El director de la Comisión de Patrimonio, Marcel Suárez, calificó estos hechos como un “suicidio cultural”, al entender que no solo se pierde material valioso, sino también símbolos que forman parte de la identidad colectiva. Además, cuestionó la levedad de las sanciones, que —según su visión— no logran disuadir este tipo de delitos.

Detrás de estos robos aparece una combinación de factores. Por un lado, el valor del bronce como metal reciclable, que puede ser reducido y vendido sin dejar rastros evidentes. Por otro, la vulnerabilidad de los espacios públicos, especialmente en horarios nocturnos y en zonas con escasa vigilancia.

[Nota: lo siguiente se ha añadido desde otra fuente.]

PR #1251, opened 2026-09-14
feat(core): give each message bus connection its own state

joshuaellis:
### Description

A state topic has one shared value that every connected application reads. That works for `navigation.location` and breaks per-app `auth.token`: one shared value cannot hold a different token per app.

Each connection now owns its own copy of every state topic. `subscribe`, `query`, `getCurrent` and `useTopic` read the caller's copy only. A copy starts at the topic's manifest seed and stays unpublished until the host writes to it.

The host writes to one connection at a time through a `MessageBusClient` from `host.connections`. The observable emits every open application connection, then each new one as it joins. Each connection gets one client object with a `closed` signal. There is no broadcast call. Same value for everyone is a loop over clients; current values for a new connection are written when it appears on `connections`.

```ts
const os = installMessageBus({appId: 'dashboard'})

os.connections.subscribe((client) => {
  client.emit('auth.token', tokenFor(client.appId))
  client.emit('navigation.location', currentLocation)
})
```

`useTopic`, `useEmit`, `TokenRefreshProvider` and `connectMessageBus()` are unchanged.


joshuaellis:
**Beep Boop, I'm a bot.**

1. Agreed. `connections` now excludes only the host's own record by identity (4e1a2e5); a sibling connection sharing the host app id is listed and writable. Test added.
2. Not treating the message bus as a compatibility surface yet; the title stays `feat`.
3. That is the model from SDK-2502: a connection's lifetime is its `SanityInstance`, and `getDashboardMessageBus` disconnects on dispose. Added to the `connections` TSDoc.
4. Nothing published `preferences.*` or `panels.mode` from an application; every state emit in workbench is the host's. They are host-resolved reads.

`installMessageBus` dropping `moduleId` is handled in #1246. `fallow audit`, `ts:check` and tests pass locally.

gu-stav (approved):

PR #403, opened 2019-02-06
specdyn formatter - displays tests being run

### LINKED ISSUE #402: Display tests being run
As an alternative to reporting slow tests, it would be helpful if specdoc would print the title of the example being run. If parallel execution is enabled, it would be even better to print *all* the tests in execution.

Currently this is not possible using a custom formatter either because there are no "example started" hooks.

pepeiborra:
I grew frustrated with large spec suites and slow tests at work (most of them golden tests), some of them `parallel`. Eventually I realised the reasons for my frustration were:
 * Being unable to get the name of the slow test,
 * Being unable to see progress of `parallel` tests,
 * Not really understanding how `parallel` works across spec nodes.

So I set to write a new specdoc-like formatter that would address these frustrations, which ended up requiring changes both to the `Runner` and `Eval` modules and to the `Formatters` api. The result is a fairly large pull request that you may well not want to merge, but I'm not sure what else to do with it.

Let me know if there is any way that I can make these changes more palatable for inclusion.

## Structure
The bulk of the change is contained in the topmost two commits:
1. Asynchronous formatting - hidden behind a flag, when enabled it will call the formatter hooks for all the tests in execution, not just the earliest one.
2. New formatter "specdyn" - a new asynchronous formatter which leverages ANSI terminal codes to show all the tests in execution and their progress.

 ## Usage
The changes are quite invasive, but should be unnoticeable to most hspec users unless the "specdyn" formatter is explicitly selected with `-f specdyn`. Since it relies heavily on ANSI terminal codes, specdyn is unlikely to work in the Windows cmd terminal. 

Worth mentioning is that specdyn captures all the stdout and stderr of test execution and displays it after the footer. This is needed due to the way the terminal is rewritten, but it can be a bit surprising compared to specdoc. 

## Status
All the existing tests pass, and I have added a few tests for asynchronous formatting, although the coverage is rather thin. No tests for specdyn as of yet.

Fixes #402


sol:
Hi there! I currently don't have the time to look through this in detail but I'm excited to see new approaches to formatting and I very much encourage experimenting.

The formatter API has grown historically and I shied away from cleaning it up in the past to reduce breakage.

What I imagine for the future is to provide a more basic, low-level and flexible API that can accommodate more use cases (e.g. custom state). The code in https://github.com/hspec/hspec/blob/master/hspec-core/src/Test/Hspec/Core/Format.hs are first steps in that direction.

A downside of this approach is that writing new formatters might be more work and there might be more code duplication between formatters. But I hope it will facilitate experimentation and hopefully remove myself as a bottleneck.

Would you be interested in implementing your formatter by using the interface provided by https://github.com/hspec/hspec/blob/master/hspec-core/src/Test/Hspec/Core/Format.hs as a third party package. If yes, let's try to identify the changes required to accommodate your use case.

All that said, your approach sounds exciting. I'm eager to try and use it myself in the future and if it turn out to be popular we can certainly consider to make it a core part of hspec down the road.

sol:
Somewhat related, a limitation of third-party formatters  is still that they need to be added to a project explicitly and will then affect everyone who works on that project.

I wrote a proposal on how to address this a while ago here: https://github.com/sol/haskell-plugins/blob/master/README.md

However, it's not clear if this is feasible: https://github.com/commercialhaskell/stack/issues/3927#issuecomment-413092652

pepeiborra:
> Somewhat related, a limitation of third-party formatters is still that they need to be added to a project explicitly and will then affect everyone who works on that project.
> 
> I wrote a proposal on how to address this a while ago here: https://github.com/sol/haskell-plugins/blob/master/README.md
> 
> However, it's not clear if this is feasible: [commercialhaskell/stack#3927 (comment)](https://github.com/commercialhaskell/stack/issues/3927#issuecomment-413092652)

Why not just:
```
-- A version of 'hspec' that allows registering additional formatters for selection via the cli
hspecWithFormatters :: IsFormatter f => [(String,f)] -> Spec -> IO ()
```

pepeiborra:
> Hi there! I currently don't have the time to look through this in detail but I'm excited to see new approaches to formatting and I very much encourage experimenting.
> 
> The formatter API has grown historically and I shied away from cleaning it up in the past to reduce breakage.
> 
> What I imagine for the future is to provide a more basic, low-level and flexible API that can accommodate more use cases (e.g. custom state). The code in https://github.com/hspec/hspec/blob/master/hspec-core/src/Test/Hspec/Core/Format.hs are first steps in that direction.
>
> A downside of this approach is that writing new formatters might be more work and there might be more code duplication between formatters. But I hope it will facilitate experimentation and hopefully remove myself as a bottleneck.
> 
> Would you be interested in implementing your formatter by using the interface provided by https://github.com/hspec/hspec/blob/master/hspec-core/src/Test/Hspec/Core/Format.hs as a third party package. If yes, let's try to identify the changes required to accommodate your use case.
>
> All that said, your approach sounds exciting. I'm eager to try and use it myself in the future and if it turn out to be popular we can certainly consider to make it a core part of hspec down the road.

Hi Simon, your suggestion of moving specdyn down to the FormatM makes sense to me, and it would much reduce the impact of the changes. At that point it makes sense to package specdyn on its own. I can do that

Prerequisites for that:
1. Support for asynchronous formatting, included in this PR. I will cancel this PR and submit a new one with just those changes.
2. The ability to define formatters on top of `Format`, morally speaking we need an instance `IsFormatter (Format m)` or more likely the other way around, as suggested by the existing `formatterToFormat` function. Should I have a first stab or is that something you would prefer to do yourself ?

sol:
> Should I have a first stab 

Yes, please

PR #408, opened 2019-02-19
uit - pending undefined test

BebeSparkelSparkel:
Allows pending test to be undefined.


.gitignore
```diff
@@ -1 +1,2 @@
 dist/
+*.swp
```
sol, line 2: This is not project specific and should go into your global `.gitignore`.

https://docs.github.com/en/github/using-git/ignoring-files#configuring-ignored-files-for-all-repositories-on-your-computer

hspec-core/src/Test/Hspec/Core/Spec.hs
```diff
@@ -95,6 +96,11 @@ specify = it
 xit :: (HasCallStack, Example a) => String -> a -> SpecWith (Arg a)
 xit label action = before_ pending_ $ it label action
 
+-- |
+-- Allows pending test to be undefined.
+uit :: HasCallStack => String -> SpecWith (Arg Bool)
+uit label = xit label (undefined :: Bool)
```
sol, line 102: Given that this can already be expressed with
```haskell
it "..." pending
```
I'm not eager to add an other primitive for it.

Moreover, writing down a large number of pending test cases (a situation where I agree this primitive could be useful) is contrary to TDD (in a way, it's almost like doing waterfall).

@BebeSparkelSparkel if you care about having this defined somewhere, you can open a PR for `hspec-contrib`.

sol (commented):
Hey! Thanks for using Hspec and sorry for the late reply.

I'm not eager to add this to `hspec`.  However, you can open a PR for `hspec-contrib`.

hspec-core/src/Test/Hspec/Core/Spec.hs
BebeSparkelSparkel: I disagree that being able to describe what a function should accomplish and then filling in those tests is the hated waterfall. In TDD you do need to know what you are trying to accomplish and this makes it very visible in the tests of what needs to be accomplished next.

BebeSparkelSparkel:
`it "..." pending` will work fine for me thanks.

Las esculturas, muchas veces de gran tamaño pero con anclajes relativamente accesibles, se convierten en blancos posibles para grupos organizados o incluso para delincuentes oportunistas. A esto se suma un contexto más amplio de vandalización del espacio público, que incluye grafitis, roturas y ocupaciones irregulares.

La respuesta oficial

Ante este escenario, la Intendencia de Montevideo comenzó a implementar una estrategia integral denominada “espacios cuidados”. El objetivo es abordar el problema desde múltiples dimensiones: prevención, vigilancia y recuperación del entorno urbano.

Uno de los ejes principales es la incorporación de videovigilancia inteligente. No se trata solo de cámaras, sino de sistemas capaces de detectar comportamientos sospechosos. Por ejemplo, si una persona permanece demasiado tiempo manipulando un monumento, el sistema puede activar una alerta en tiempo real e incluso emitir advertencias mediante altavoces.

Además, se prevé reforzar la presencia de “cuidaparques”, funcionarios que combinan tareas de vigilancia con un rol de cercanía con la comunidad. Su función no es solo reportar incidentes, sino también promover el uso adecuado de los espacios públicos.

La mejora de la iluminación en zonas críticas es otro punto clave. Muchas de las sustracciones ocurren en condiciones de baja visibilidad, por lo que fortalecer la infraestructura lumínica actúa como medida disuasiva.

El plan incluye también mantenimiento constante —con cuadrillas dedicadas a limpieza y remoción de pintadas— y la recuperación de espacios ocupados irregularmente, en coordinación con políticas sociales.

Más allá del delito

La estrategia se complementa con un trabajo conjunto con el Ministerio del Interior, que se encarga de la respuesta policial. Mientras la Intendencia se enfoca en la prevención, la Policía actúa ante los delitos consumados.

Existe, además, un relevamiento detallado de los monumentos de la ciudad. En una primera etapa, se priorizan zonas de alto riesgo como el Prado, Parque Batlle, Parque Rodó y el Parque de las Esculturas, donde la extensión territorial y concentración de obras dificulta el control.

El robo de estatuas de bronce implica una pérdida económica pero también cada pieza sustraída representa un fragmento de memoria colectiva que desaparece. El desafío, por tanto, no se limita a reforzar la seguridad, sino a reconstruir el vínculo entre la ciudadanía y el espacio público.